§ **Exercise prompt**:
Among the lines below, count those containing the word "from". Give the number only.

§ **Data supplied**:

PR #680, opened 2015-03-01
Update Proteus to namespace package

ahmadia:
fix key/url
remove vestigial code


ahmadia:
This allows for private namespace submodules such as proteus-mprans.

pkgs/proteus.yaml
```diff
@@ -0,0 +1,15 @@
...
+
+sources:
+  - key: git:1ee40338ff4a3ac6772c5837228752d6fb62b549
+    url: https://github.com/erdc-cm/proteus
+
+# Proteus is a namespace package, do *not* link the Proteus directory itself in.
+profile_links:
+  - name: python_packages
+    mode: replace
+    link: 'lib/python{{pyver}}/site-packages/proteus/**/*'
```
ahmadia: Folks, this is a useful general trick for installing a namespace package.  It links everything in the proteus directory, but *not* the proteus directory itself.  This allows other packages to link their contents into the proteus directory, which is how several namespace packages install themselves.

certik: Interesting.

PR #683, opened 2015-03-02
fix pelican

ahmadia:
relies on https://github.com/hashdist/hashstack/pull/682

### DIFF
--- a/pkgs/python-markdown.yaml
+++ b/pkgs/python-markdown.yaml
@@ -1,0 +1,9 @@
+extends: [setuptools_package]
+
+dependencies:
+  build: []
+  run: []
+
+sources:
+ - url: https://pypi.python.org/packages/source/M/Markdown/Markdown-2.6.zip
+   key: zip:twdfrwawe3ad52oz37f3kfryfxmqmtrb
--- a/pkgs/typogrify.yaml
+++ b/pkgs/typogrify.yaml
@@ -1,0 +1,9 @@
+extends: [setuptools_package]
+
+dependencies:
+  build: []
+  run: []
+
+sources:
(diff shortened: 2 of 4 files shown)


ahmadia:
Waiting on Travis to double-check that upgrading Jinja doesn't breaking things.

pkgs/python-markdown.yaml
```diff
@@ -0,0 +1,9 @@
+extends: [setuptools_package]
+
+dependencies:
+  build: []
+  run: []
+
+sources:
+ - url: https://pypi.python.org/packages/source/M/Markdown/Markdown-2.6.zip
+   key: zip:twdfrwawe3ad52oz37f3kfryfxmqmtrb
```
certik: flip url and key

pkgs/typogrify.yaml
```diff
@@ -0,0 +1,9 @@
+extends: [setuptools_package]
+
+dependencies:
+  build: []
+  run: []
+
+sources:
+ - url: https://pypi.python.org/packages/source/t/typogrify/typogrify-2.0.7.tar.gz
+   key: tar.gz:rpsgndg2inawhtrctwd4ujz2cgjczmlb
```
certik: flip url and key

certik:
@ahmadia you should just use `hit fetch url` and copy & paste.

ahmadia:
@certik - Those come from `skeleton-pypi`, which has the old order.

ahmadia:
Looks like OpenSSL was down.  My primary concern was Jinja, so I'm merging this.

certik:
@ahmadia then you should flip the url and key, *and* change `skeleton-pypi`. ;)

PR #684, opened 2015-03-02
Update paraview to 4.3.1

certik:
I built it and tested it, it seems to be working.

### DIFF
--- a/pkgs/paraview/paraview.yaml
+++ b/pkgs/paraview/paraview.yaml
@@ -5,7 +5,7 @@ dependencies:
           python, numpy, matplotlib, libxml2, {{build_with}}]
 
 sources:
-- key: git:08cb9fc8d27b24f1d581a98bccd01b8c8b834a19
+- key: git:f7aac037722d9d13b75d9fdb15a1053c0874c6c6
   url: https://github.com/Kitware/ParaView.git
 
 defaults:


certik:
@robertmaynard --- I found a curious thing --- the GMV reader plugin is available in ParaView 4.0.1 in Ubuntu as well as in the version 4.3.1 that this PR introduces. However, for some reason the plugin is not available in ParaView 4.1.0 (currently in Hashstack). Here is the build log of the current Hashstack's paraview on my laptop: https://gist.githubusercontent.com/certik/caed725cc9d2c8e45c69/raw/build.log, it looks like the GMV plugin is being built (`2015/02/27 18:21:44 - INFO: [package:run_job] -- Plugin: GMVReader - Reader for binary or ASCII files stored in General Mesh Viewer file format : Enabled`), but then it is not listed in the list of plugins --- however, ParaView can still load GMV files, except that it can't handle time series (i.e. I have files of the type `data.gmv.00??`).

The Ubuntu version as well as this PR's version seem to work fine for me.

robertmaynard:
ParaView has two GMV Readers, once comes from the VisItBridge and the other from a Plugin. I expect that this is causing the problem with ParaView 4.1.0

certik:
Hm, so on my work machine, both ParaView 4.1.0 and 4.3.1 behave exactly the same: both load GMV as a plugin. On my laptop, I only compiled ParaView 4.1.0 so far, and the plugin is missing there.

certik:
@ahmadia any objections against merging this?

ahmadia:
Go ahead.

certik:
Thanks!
* * *
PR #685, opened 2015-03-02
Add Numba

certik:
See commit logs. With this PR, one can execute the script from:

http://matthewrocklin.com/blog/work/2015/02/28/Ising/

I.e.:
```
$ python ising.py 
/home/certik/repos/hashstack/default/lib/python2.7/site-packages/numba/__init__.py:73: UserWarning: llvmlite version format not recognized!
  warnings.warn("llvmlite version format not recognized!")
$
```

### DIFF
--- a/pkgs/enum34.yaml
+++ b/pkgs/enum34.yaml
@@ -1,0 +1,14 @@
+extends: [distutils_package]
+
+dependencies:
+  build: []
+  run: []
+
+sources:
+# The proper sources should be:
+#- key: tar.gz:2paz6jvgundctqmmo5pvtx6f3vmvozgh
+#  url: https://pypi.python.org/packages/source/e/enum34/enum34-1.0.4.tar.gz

§ **Output**:
3